▸ Assigned task
Each line of the data below must be given again exactly as written.

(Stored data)

PR #112, opened 2020-11-04
Downgrade Microsoft.Extensions.* packages to 2.1.0.

sgryphon:
As per the GA plan, use lower level package for wider usability.


Mpdreamz (approved):
LGTM!

PR #107, opened 2020-10-16
Feature/standard options pattern 2

sgryphon:
Cleans up some of the Options pattern in the Extensions Logging to more follow the way things like OptionsMonitor<>, etc work.

Options pattern is meant for configuration settings, mostly passed in from external sources, e.g. appsettigns.json, enviornment variables, command line, etc, so is limited to values only.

▸ Result
PR #112, opened 2020-11-04
Downgrade Microsoft.Extensions.* packages to 2.1.0.

sgryphon:
As per the GA plan, use lower level package for wider usability.


Mpdreamz (approved):
LGTM!

PR #107, opened 2020-10-16
Feature/standard options pattern 2

sgryphon:
Cleans up some of the Options pattern in the Extensions Logging to more follow the way things like OptionsMonitor<>, etc work.

Options pattern is meant for configuration settings, mostly passed in from external sources, e.g. appsettigns.json, enviornment variables, command line, etc, so is limited to values only.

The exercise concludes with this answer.